先日、ツイッターで「炭素循環農法ってなに?」という会話がされていた。普通に循環型農業をやっていると結果として炭素を循環させることになるのだが、わざわざそういった「農法」を名乗る以上、何か特別なことがあるのかと思って調べてみたら、基本的には炭素を循環させることでその他の肥料を施用しなくても栽培できる、という技術らしい。

もちろん農業というのは物質的な収奪を行なっている以上、無肥料(成分)というのはありえない。肥料を施用しない代わり、何かが田畑に入っているはずではある。そのあたり、ツッコミどころはあるのだが、どうも炭素循環農法にもいくつか流派があり、さらに個別に色々な工夫があるので、それぞれを個別にどうこう言うのは非常に難しい。そこで、とりあえず今回は「炭素を循環させることの意味」についてのみ解説したいと思う。

炭素は植物にとって、というより生物にとって最も基本的といっていい元素だろう。「有機物」という言葉を説明するとき、「炭素を含んでいるもの」というとかなりの確率で当てはまると思う。例えば植物にとっては水素、酸素と結合して多糖類として繊維となったり、少し小さくなってでんぷんなどになったり、さらに小さくなって単糖(ブドウ糖や果糖など)になったりして様々な形態で必須のものとして存在する。要するに、植物にとっては体を構成する最も基本的で、大量に必要な元素ということになる。

しかし、植物は「光合成」という手段を使って、光エネルギーを利用して大気中の炭素を取り込むことが出来る。ではなぜわざわざ栽培者の手で循環させねばならないのだろうか。答えの1つは、以前も説明したことがある土作りである。

土作りは、主に有機物を施用することによって土壌の物理性や化学性を改善するということになるが、そのうち、最も重要な役割を担っているのが腐植酸(フミン酸)である。土壌中に施用された植物体(堆肥化されてからのことが多い)が土壌微生物に分解され、最終的に残ったものが腐植酸で、濃いこげ茶色で粘性が高い状態で土壌中に存在する。これが細かい土壌粒子同士をくっつけて団粒構造を作り、土壌の排水性、保水性といった物理性を改善すること、陰荷電を持っているため、陽イオンである塩基類(石灰、苦土、加里など)を保持して緩衝力を高めることは以前のエントリーで説明したとおりである。

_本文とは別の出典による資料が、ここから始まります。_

PR #6942, opened 2019-02-20
fix(android-bottom-tabs): transition type on programmatic selectedIndex change

ycherniavskyi:
Currently on programmatically change selectedIndex property always applied smoothly scroll to the new item (smoothScroll = true), even for TabView with bottom tabs position. Which lead to unnecessary tabs layout render, because if TabView has for example 3 tabs, and from tab3 you programmatically move to tab1 then tab2 also render.

## What is the new behavior?
For TabView with bottom tabs position use immediately transition (smoothScroll = false) on programmatically change selectedIndex property.
It makes perfect sense with already disable the swipe navigation and the items preloading functionality.

## Difference visualisation (with animated gif)

* smoothScroll = true
smoothscroll-true
* smoothScroll = false
smoothscroll-false


ycherniavskyi:
Unfortunately, it is not clear for me how to implement tests which will test different transition scheme for `top` and `bottom` `androidTabsPosition` property.

manoldonev:
test

PR #6968, opened 2019-02-27
fix(ios): disable default tab reselect behavior

MartoYankov:
## PR Checklist

On iOS by default the TabView resets the navigation in a single tab when the tab is re-selected. This breaks navigation as it's not handled by NS.

## What is the new behavior?
This behavior is disabled.

Fixes https://github.com/NativeScript/nativescript-angular/issues/1466

### DIFF
--- a/tns-core-modules/ui/tab-view/tab-view.ios.ts
+++ b/tns-core-modules/ui/tab-view/tab-view.ios.ts
@@ -90,6 +90,10 @@ class UITabBarControllerDelegateImpl extends NSObject implements UITabBarControl
             owner._handleTwoNavigationBars(backToMoreWillBeVisible);
         }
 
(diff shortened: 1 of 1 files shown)


MartoYankov:
test package_version#latest

vakrilov:
AFAIU, this is a problem only with Angular as the native navigation gets out of sync with the Angular navigation.
Is it possible to make a property disabling the re-select tab feature and use it for Angular?

MartoYankov:
There are several points to be made here:
1. This actually breaks the Core framework too, but it's not that obvious. If you navigate several times and reselect the tab, it will reset the `Frame` to the root view controller and it's UI will work, but we haven't cleared the `Frame` history stack, so if you call `goBack()` it will break.
2. Making this a property and integrating it in Angular would make this more a feature than a patch. We should probably do this separately.

PR #6693, opened 2018-12-11
feat(tns-platform-declarations): Generate iOS typings from iOS 12.1 SDK

mbektchiev:
* Instructions for generating iOS typescript definitions
* Refactor `typings-gen.sh` to use {N} CLI and generate fuller 
metadata for the system libraries
* Add interop pointers and references as alternatives
to `string` for `char*` args
(implemented in https://github.com/NativeScript/ios-runtime/pull/1022)

## PR Checklist

- [x] The PR title follows our guidelines: https://github.com/NativeScript/NativeScript/blob/master/CONTRIBUTING.md#commit-messages.
- [x] There is an issue for the bug/feature this PR is for. To avoid wasting your time, it's best to open a suggestion issue first and wait for approval before working on it.
- [x] You have signed the [CLA](http://www.nativescript.org/cla).
- [x] All existing tests are passing: https://github.com/NativeScript/NativeScript/blob/master/DevelopmentWorkflow.md#running-unit-tests.
- [ ] Tests for the changes are included - https://github.com/NativeScript/NativeScript/blob/master/WritingUnitTests.md.

## What is the current behavior?
Typings have not been updated with the latest iOS SDK

## What is the new behavior?
iOS typings have been regenerated with iOS 12.1

PR #7019, opened 2019-03-11
tns-platform-declarations(ios): add extend to NSObject

mudlabs:
In TypeScript, method calls like `AVCaptureMetadataOutput.extend(...)` throw the error `Property 'extend' does not exist on type 'typeof AVCaptureMetadataOutput'.`

## What is the new behavior?
Adding `extend` to the `NSObject` class resolves this compiler error for all classes that are extended from `NSObject`.

Partially fixes [issue 376](https://github.com/NativeScript/docs/issues/376)


manoldonev:
@mudlabs those iOS typings are automatically generated and any manual change is overwritten with the next version of the iOS SDK (see https://github.com/NativeScript/NativeScript/pull/6693).

Moreover, https://github.com/NativeScript/docs/issues/376 is related to Android and not iOS and seems to be outdated as the linked [documentation article](https://docs.nativescript.org/core-concepts/android-runtime/binding-generator/extend-class-interface) actually contains examples how to extend native Android classes in TypeScript.

You can refer to this article [here](https://docs.nativescript.org/core-concepts/ios-runtime/how-to/ObjC-Subclassing#typescript-support) that demonstrates how to extend native iOS classes in TypeScript (using the `extends` keyword and not extend(...) method).

Issue #550, opened 2015-08-04
Implement CSS Box Shadow


lscown:
Would be great to see a CSS3 style box shadow for UI elements.

Possible implementation:
`box-shadow: none|h-shadow v-shadow blur spread color |inset|initial|inherit;`

mischah:
Would love to have this too. 
Is this on the roadmap? Since #191 is closed.

jlooper:
I'd like to see this too, to make nice looking card interfaces. Pretty!

lyonzy:
If anyone's interested, I've discovered this sort-of-hack:
`view.android.setBackgroundResource(android.R.drawable.dialog_holo_light_frame)`
which gives an alright drop shadow on Android.

However add my +1 to this as well, it would be great to have a customisable, cross platform solution!

aliatsis:
+1

tiagordc:
+1

andreyluiz:
+1

shantamg:
+1

gabrielbiga:
+1

arnolduis:
+1

ljx0517:
+1

treio:
+1

burkeholland:
+1

Premitium:
+1

k3yb0ardn1nja:
+1

TheOriginalJosh:
+1

kamilmac:
+1

vjoao:
+1

hekigan:
+1

theBEERd:
+1

Alphmega:
+1

yezarela:
+1

abinici:
I've found out how to achieve the box shadow effect on iOS, for example on a TextField:

```
    import {Color} from "color";
    import * as view from "ui/core/view";
    ...
    let myTextField = view.getViewById(this.page, 'myTextField');
    myTextField.ios.layer.masksToBounds = false;
    myTextField.ios.layer.shadowOpacity = 1.0;
    myTextField.ios.layer.shadowRadius = 0.0;
    myTextField.ios.layer.shadowColor = new Color('#000000').ios.CGColor;
    myTextField.ios.layer.shadowOffset = CGSizeMake(2.0, 2.0);
```

In order to reference this field from code you need to give the element an ID:

```
    <TextField id="myTextField"></TextField>
```

If you use TypeScript then you'll also need to declare some iOS-specific functions:

[...]

PR #7055, opened 2019-03-21
feat(android): implement BorderDrawable outline

edusperoni:
## PR Checklist

BorderDrawable does not have an outline

## What is the new behavior?
BorderDrawable has an outline

Provides initial support for #550 

This is a port from https://github.com/NativeScript/tns-core-modules-widgets/pull/158


edusperoni:
@manoldonev It seems there was a failing test (https://github.com/NativeScript/tns-core-modules-widgets/pull/158#issuecomment-473948011), but allow me to elaborate:

Currently, on Android, Button has an elevation. This elevation is not respected by BorderDrawable because it doesn't provide an outline so no shadow is cast.

This is the exact reason this PR was created, so any BorderDrawable can cast shadow. Once @EddyVerbruggen and I properly finish the elevation property for all views, the developer will be able to specify elevations for views.

Currently, adding borders do buttons gets rid of Ripple (because it resets the background) and Shadow (because the outline is not provided).

I believe we might have to discuss how a button **should** behave. If the current implementation is an issue, I suggest we change the Button's elevation to 0 to keep things consistent

manoldonev:
test

manoldonev:
@edusperoni thank you for elaborating on this. I think we are good with this change and will update our ui tests next week to accept it.

edusperoni:
@manoldonev Awesome! Thanks!

We'll open a PR to support elevation (via CSS too) some time in the future

manoldonev:
test

manoldonev:
test

SephReed:
oh man, I hope this comes out soon

manoldonev:
@edusperoni do you have an estimate when you'll be able to add the elevation support?

We have a specific scenario with outline buttons that clearly doesn't benefit from the BorderDrawable outline support:
Actual:
healthsurvey-welcome_actual

Expected:
healthsurvey-welcome_expected

You can restore the old behavior (no shadow in this scenario) by setting `button.nativeViewProtected.setStateListAnimator(null);` but that's not a good solution for public API and I don't think we'd like to release a minor / major NativeScript version like this.

My understanding is that with elevation support (your future PR), users will be able to set `button.elevation = 0;` or `<Button elevation="0" ... />to achieve the outline button scenario above -- is this correct?

With this in mind I see the following options if elevation support will not be added in the immediate future:
- Revert this PR and merge it again together with the elevation support PR when ready (ensuring that outline button scenario can be achieved)
- Add property that disables the BorderDrawable outline functionality by default

What do you think?

edusperoni:
I could make a quick patch for elevation which would be android only, iOS support coming after. You can also switch to a `Label` for that case, since it has no elevation by default and also no statelistanimator.

So we can better determine the elevation properties, I invite you to check this repo https://github.com/JoshDSommer/nativescript-ngx-shadow#list-of-attributes

And this PR: https://github.com/JoshDSommer/nativescript-ngx-shadow/pull/19/files

Currently, all that code is done natively. My PR in that repo is a mimic of this feature (and also compatible with it).

While we can set the elevation, the statelistanimator is a whole other issue. Should we always override the statelistanimator? Just for views that have an animator? Or should we expose extra android-only properties for this?

Or maybe we just set the elevation for the view and set statelistanimator to `null`, allowing the user to use external plugins if they want to extend the default behavior?

If we can't find a good solution now, we can just set the `Outline` alpha to 0 to disable it (bound to a property) for the time being

PR #7067, opened 2019-03-24
chore: fix app.start deprecation

manoldonev:
Currently app.run relies on app.start so deprecation warning was shown all the time.


manoldonev:
test package_version#rc

Issue #3671, opened 2017-02-20
Feature request:  ClickableSpan support for iOS and Android 


tsonevn:
Ability to use clickable Spans in a NativeScirpt project.

At the moment as workaround it could be used `ClickableSpan` for `Android` and `NSLinkAttribute` for `iOS`. For `NativeScript TypeScirpt` or `NativeScript Angular 2` project we should also install `tns-platform-declarations` with `npm install tns-platform-declarations --save` and to follow the setup instructions [here](https://www.npmjs.com/package/tns-platform-declarations).

For `iOS` also should be implemented `textViewShouldInteractWithURLInRange` delegate method, which will be fired, when some of the clickable text parts have been selected.

 An example could be found [here](https://github.com/tsonevn/clickableSpanIOSAndroid).

BMwanza:
@tsonevn Is there anyway to get this working as a Label and not a Text View? Having trouble styling the font of the TextView, the font size won't increase

tsonevn:
Hi @BMwanza,
For Android, the approach for setting up a clickable span will work in the same way while using a Label. For iOS, you can set up the attributed text to the Label, however, you should implement different event listener for handling the tap event. Check out [this thread](https://stackoverflow.com/a/28519273/6133327) in StackOverflow

haingdc:
Does anyone does it work in the 2019? I have to admit the sample is quite challenge to get into, "nativescript" and "angular" is new to me.

Arystosedes:
Any news?

luis-gmonkey:
> Any news?

For those that land here. Using _linkTap_ works:

Example:

```
<StackLayout class="helpdesk">
        <Label textWrap="true">
          <FormattedString>
            <Span text="{{ L('login_page.helpdesk') + ' ' }} " class="text" />
            <Span text="{{ entitySettingsObj.supportEmail }}" linkTap="{{ openEmail }}" class="content--link"  />
          </FormattedString>
        </Label>
</StackLayout>
```

CatchABus:
Closed by #8256

PR #7076, opened 2019-03-26
(WIP) feat: TappableSpan support

edusperoni:
## PR Checklist

There is no way to add links to Labels/TextViews.

## What is the new behavior?
Span now has a `linkClick` event which, when bound, makes it possible for it to be interacted with via tap.

Implements #3671.


edusperoni:
If possible, I'd like that the core team test this implementation on Android and validate it's styling, so I can replicate it on iOS.

Challenges:

1. On iOS, making a Label clickable requires a [dirty hack](https://stackoverflow.com/a/28519273/6133327).
2. I have no idea if this works when the parent is a button (further testing needed).

There's an option to use the usual link highlighting (some adaptations are needed, or we could depend on https://github.com/saket/Better-Link-Movement-Method) to get this effect:

image

We could accomplish it by setting something like `android.highlightColor`, but when you override the span's background color, the highlight color never appears. This means we would not be able to create a span with a background that highlights.

This is also not possible on iOS (at least not in a trivial way). If our goal is to have the same style on both platforms, we can skip this step.

shiv19:
Hi @edusperoni!
Can we please rename this to TappableSpan,
and change the name of the event to `linktap` since "click" is not a term that is used on mobile. :)

edusperoni:
@shiv19 Absolutely, I used `CliackableSpan` because Android actually defines it like that (https://developer.android.com/reference/android/text/style/ClickableSpan). I'll update it to match `TappableSpan`

elvticc:
Hello ! Great improvement, look forward to it being implemented :) Thank you very much for your work.

edusperoni:
Closing in favor of #8256

Issue #7065, opened 2019-03-22
White space below action bar on IOS


brandon-sigao:
**Environment**
 - CLI: 5.2.4
 - Cross-platform modules: 5.2.2
 - Android Runtime: 5.2.1
 - iOS Runtime: 5.2.0
 - Nativescript Angular

**Describe the bug**
On IOS, navigating to a page results in the page content not extending to the action bar and leaving a large gap of white space.  User input such as a tap event will cause the page the redraw into the correct format without the white space.

**To Reproduce**
I honestly don't have a clue what specifically makes this bug occur.  I suspect its related to recently upgrading to "tns-core-modules: 5.2.2" as we weren't having these issues a few weeks ago, but I could be wrong. The best I can give you is that it happens on initial page load and persists until you interact with the page, at which point the page will be formatted correctly.

If it helps, we are also using flat="true" on all of our action bars.

**Additional context**
An example can be found [here](https://imgur.com/2KjBov9).  

**EDIT 1**
I'm in the process of switching back to 5.2.1 to confirm my suspicions.  As a work around, adding "changeDetectorRef.detectChanges()" at the end of the ngOnInit function seems to fix the problem, but I'm hoping to find a solution that doesn't involve injecting that into every single page.

**EDIT 2**
We confirmed that the issue exists only on tns-core-modules v5.2.2, reverting back to 5.2.1 solves this.

tsonevn:
Hi @brandon-sigao,
I was able to recreate the case with  `flat="true"` in a non-Angular project and will mark the issue as a bug that we will investigate further. I also checked the workaround with `detectChanges()` suggested in your comment in an NS Angular project, however, it does not seem to fix the issue on my side. 
Regarding that, as a temporary solution, I would suggest removing the `flat` property from the ActionBar.
[Archive.zip](https://github.com/NativeScript/NativeScript/files/3001984/Archive.zip)

brandon-sigao:
@tsonevn Thanks for the update.  We ended up sticking with 5.2.1 as there wasn't any real need to jump to 5.2.2 right now and 'flat="true"' is necessary for our app design to work.

djmgh:
I'm seeing the same behavior in NS Vue and not using flat="true"

lohiarahul:
> @tsonevn Thanks for the update. We ended up sticking with 5.2.1 as there wasn't any real need to jump to 5.2.2 right now and 'flat="true"' is necessary for our app design to work.

[...]

PR #7077, opened 2019-03-27
fix(ios): flat action bar incorrect layout after navigation

MartoYankov:
Fixes https://github.com/NativeScript/NativeScript/issues/7065


MartoYankov:
test package_version#latest

PR #7082, opened 2019-03-28
fix: revert fromUrl deprecate warning

MartoYankov:


MartoYankov:
test package_version#latest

その腐植酸であるが、元素の組成としては半分以上が炭素であり、あとは多い順に酸素、水素、窒素などを含む。これが先ほども述べたように、土作りに大きく関与するが、その構成元素として炭素が最大であるので、主に植物体を土壌に還元して炭素を供給、土壌の炭素率を向上する事は大きな意味を持つ。

先ほど、腐植酸は土壌で有機物が分解され、最終的に残ったものと書いたが、もちろん腐植酸もゆっくりではあるが分解され、二酸化炭素や水などになり、自然循環の環に戻っていくのである。